Arizona Regional MLS (ARMLS) and MLS Inc. (Metro MLS) filed the motion to dismiss on Tuesday in federal court in Arizona, requesting that the complaint be dismissed with prejudice.

Zillow’s antitrust charges stem from accusations that Arizona Regional MLS and Metro MLS conspired to restrict access to Zillow’s home showing management platform ShowingTime in their markets, in favor of the showings platform Aligned Showings, which was launched last year by MLS Aligned, a consortium of multiple listing services.

In its original complaint, Zillow pointed out that the two MLSs, which operate in the Phoenix and Milwaukee regions, planned to disable their integrations with ShowingTime, effectively giving agents in those regions no choice but to use Aligned Showings, and amounting to an attempt at creating a local monopoly, as argued by Zillow. It also argued that multiple MLSs choosing to not renew their contracts with ShowingTime around the same time amounted to a conspiracy to monopolize.

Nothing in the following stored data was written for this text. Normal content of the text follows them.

PR #523, opened 2021-02-01
collector/perf: Run perf as root if the target is rooted

JaviMerino:
If you want to collect events by event id (eg. in simpleperf, "rNNN" with NNN a number), you must run it as root.  Otherwise, simpleperf fails with a SIGABRT:

    simpleperf F environment.cpp:856] Check failed: tmp_file->fd != -1 (tmp_file->fd=-1, -1=-1)
    Aborted

Run simpleperf as root by default if the target is rooted to avoid this.

### DIFF
--- a/devlib/collector/perf.py
+++ b/devlib/collector/perf.py
@@ -141,7 +141,7 @@ class PerfCollector(CollectorBase):
 
     def start(self):
         for command in self.commands:
-            self.target.kick_off(command)
+            self.target.kick_off(command, as_root=self.target.is_rooted)
 
     def stop(self):
         self.target.killall(self.perf_type, signal='SIGINT',


setrofim (approved):

JaviMerino:
Alternatively, I could change this to only run it as root if using simpleperf and the event matches "r[0-9]+". I think this is better, but feel free to suggest otherwise.

marcbonnici (commented):
This solution letting it use root for all events sounds good to me.

As a formatting nit, while very useful in the PR description, would you be able to remove the complete error message from the commit message itself to help maintain the max line length?

JaviMerino:
> As a formatting nit, while very useful in the PR description, would you be able to remove the complete error message from the commit message itself to help maintain the max line length?

Done!

marcbonnici (approved):

PR #526, opened 2021-02-11
modules/sched: Fix sched domain flags parsing

douglas-raillard-arm:
Recent kernels can have a space-separated list of textual flags rather
than a bitfield packed in an int.

### DIFF
--- a/devlib/module/sched.py
+++ b/devlib/module/sched.py
@@ -15,7 +15,6 @@
 
 import logging
 import re
-from enum import Enum
 
 from past.builtins import basestring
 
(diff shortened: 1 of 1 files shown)


marcbonnici (approved):

devlib/module/sched.py
```diff
@@ -209,12 +209,22 @@ class SchedDomain(SchedProcFSNode):
...
-        for flag in list(SchedDomainFlag):
-            if self.flags & flag.value == flag.value:
-                obj_flags.add(flag)
+        # Recent kernels now have a space-separated list of flags instead of a
+        # packed bitfield
+        flags = self.flags
+        if isinstance(flags, str):
+            flags = flags.split()
+            def has_flag(flags, flag):
+                return flag in flags
```
valschneider, line 218: Unfortunately this change (kernel side I mean) also removed a flag which caused a shift in value for all the others. The point was that moving forward only the flag *name* would have value to external users, as the value cannot be used anymore (there was a writable interface which has now been removed).

I'm regretting the Enum here as I don't see a nice way to dynamically discover available flags while keeping it backwards-compatible. We *could* "fake" an Enum with `.name` being the name read above and `.value` either returning a bogus value + issuing a warning or raising an exception altogether.

Also, worth noting I'm the one who made those kernel changes, so send me your alcohol bill...

douglas-raillard-arm: Is there really an issue in the end ? If the value has no use at all on new kernels, it does not really matter that much that it is bogus. If we are scared someone will use it to debug in kernel issues or that it comes back via e.g. the need to decode an ftrace event field, we can either put a "bomb" value that will raise when used or maybe simply compute the right value if the kernel outputs the names in bitfield order with a known starting point

valschneider: Ack for the value not being an issue for newer kernels

As for runtime discovery of flag names, I don't have any better idea if we're to keep the Enum.

douglas-raillard-arm:
What shall we do then ?

We could replace the Enum in the user-facing API by a class that wraps the flag string so that:
    1. the string is accessible in `.name` for backward compat
    2. `.value` can be a property that either:
        * raises an exception on recent kernels
        * returns the actual value on old kernels, using the current hardcoded table
    3. for any given string, it would always return the same instance so that comparison with `is` keeps working (like for Enum members).
 
This way current code would still mostly work (unless it relies on some more detailed API of Enum members but it's unlikely), and we are not lying about the value (we raise exceptions when we know we don't know).

douglas-raillard-arm:
@marcbonnici @setrofim @valschneider PR updated with an implementation of the above.

Old client code ran against old kernel should work just as well (the Enum is emulated to a good level), and new code should work fine as long as it does not attempt to do things like `x is SchedDomainFlag.SD_LOAD_BALANCE`, because the class attribute is the "old style flag" that gets a value, and therefore cannot be equal to the new-style flag that has a name but no value.

One could argue that we should make these equal, but that would be a mistake: `__eq__` is supposed to return True when the instances are completely interchangeable without any visible difference, not just a random equivalence definition that only works in one context. If this rule is violated, one can end up with unexpected behavior when using it as a key in a dict or in a set, or anywhere else that relies on that. Making it non-hashable solves half of the issue, because there could be places where the value is stored in a list.

devlib/module/sched.py
```diff
@@ -197,24 +197,108 @@ def check_version(cls, target, logger):
...
+
+    def __getitem__(self, i):
+        return self._flags[i]
+
+    def __len__(self, i):
+        return len(self._flags)
+
+    # These would be provided by collections.abc.Sequence, but using it on a
+    # metaclass seems to have issues around __init_subclass__
+    def __iter__(self, i):
```
valschneider, line 227: Testing this on a v4.14 target yields:
```
sd_info = target.sched.get_sd_info()
  File "/data/work/lisa/external/devlib/devlib/module/sched.py", line 484, in get_sd_info
    return SchedProcFSData(self.target)
  File "/data/work/lisa/external/devlib/devlib/module/sched.py", line 332, in __init__
    super(SchedProcFSData, self).__init__(procfs)
  File "/data/work/lisa/external/devlib/devlib/module/sched.py", line 139, in __init__
    self._dyn_attrs[dest][i] = self._build_node(key, nodes[key])
  File "/data/work/lisa/external/devlib/devlib/module/sched.py", line 115, in _build_node
    return SchedProcFSNode._build_directory(node_name, node_data)
  File "/data/work/lisa/external/devlib/devlib/module/sched.py", line 98, in _build_directory
    return SchedProcFSNode(node_data)
  File "/data/work/lisa/external/devlib/devlib/module/sched.py", line 139, in __init__
    self._dyn_attrs[dest][i] = self._build_node(key, nodes[key])
  File "/data/work/lisa/external/devlib/devlib/module/sched.py", line 115, in _build_node
    return SchedProcFSNode._build_directory(node_name, node_data)
  File "/data/work/lisa/external/devlib/devlib/module/sched.py", line 96, in _build_directory
    return SchedDomain(node_data)
  File "/data/work/lisa/external/devlib/devlib/module/sched.py", line 297, in __init__
    for flag in SchedDomainFlag
TypeError: __iter__() missing 1 required positional argument: 'i'
```

AFAICT none of the methods here except `__getitem__()` should have this `i` parameter.

Other than this, I believe this is the right approach, and it works fine on a bleeding edge kernel.

douglas-raillard-arm: ah right, copy paste issue, strange that I haven't hit it in my tests, thanks

douglas-raillard-arm:
Updated with the fix for the extra parameter and with a better `__repr__` implementation

marcbonnici (approved):

PR #531, opened 2021-03-24
target: Add Target.background(timeout=...) parameter

douglas-raillard-arm:
Use a Timer daemonic thread to cancel the command after the given
timeout.


marcbonnici (approved):
Would you be able to add this parameter to the documentation as well?

douglas-raillard-arm:
@marcbonnici Updated the PR with extended doc for both force_locale and timeout

PR #533, opened 2021-03-30
Perf with report samples

JaviMerino:


setrofim (approved):

devlib/collector/perf.py
```diff
@@ -217,7 +234,7 @@ def _pull_target_file_to_host(self, label, extension, output_path):
         target_file = self._get_target_file(label, extension)
         host_relpath = os.path.basename(target_file)
         host_file = _f(os.path.join(output_path, host_relpath))
-        self.target.pull(target_file, host_file)
+        self.target.pull(target_file, host_file, timeout=600)
```
marcbonnici, line 237: Does this require a timeout here? 
If possible it might be better to exclude this to be able to use the transfer polling mechanism as needed?

marcbonnici (approved):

In their motion to dismiss, ARMLS and Metro MLS argued that their decision to provide agents with an alternative showings platform was, in fact, competitive, not anti-competitive.

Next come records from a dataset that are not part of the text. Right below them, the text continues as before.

PR #68, opened 2020-02-23
add support for pathlib

blagasz:
Using pathlib in Python3 is a convenient way to handle paths, so this little extra is added to augment the already very nice path handling mechanism of the Filename template.

### DIFF
--- a/confuse.py
+++ b/confuse.py
@@ -486,6 +486,11 @@ class ConfigView(object):
         """
         return self.get(Filename())
 
+    def as_path(self):
+        """Get the value as a `pathlib.Path` object. Equivalent to `get(Path())`.
+        """
+        return self.get(Path())
+
     def as_choice(self, choices):
         """Get the value from a list of choices. Equivalent to
         `get(Choice(choices))`.
@@ -1598,6 +1603,20 @@ class Filename(Template):
                 path = os.path.join(view.root().config_dir(), path)
 
         return os.path.abspath(path)
+
+
+class Path(Filename):
+    """A template that validates strings as `pathlib.Path` objects.
+
+    Filenames are parsed equivalent to the `Filename` template and then
+    converted to `pathlib.Path` objects.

“In late 2023, with ShowingTime’s contracts for integrated services ending in two regional markets, the MLS defendants each made an independent assessment determined it is in their best interests (and their subscriber members’ best interest) to choose an alternate vendor to provide this alternate service,” the filing reads. “By definition, the addition of a new player into an already crowded market increases competition, and the MLS defendants obviously have a financial interest in the success of that joint venture.”

The defendants also pointed out ShowingTime’s status as the leading home showing platform in the United States, arguing that suing a smaller upstart competitor was a misuse of antitrust law and that ShowingTime lost ground in just two out of the hundreds of MLS markets across the nation. ShowingTime is currently used by 370 MLSs and over one million individual real estate agents in North America.

“The notion that ShowingTime’s loss of two integration contracts in a national market of hundreds of MLSs should give rise to antitrust liability is unserious,” the filing reads. “Plaintiffs’ claims are directly at odds with the premise of the antitrust laws and, if successful, would subvert them.”

Zillow declined to comment on the filing.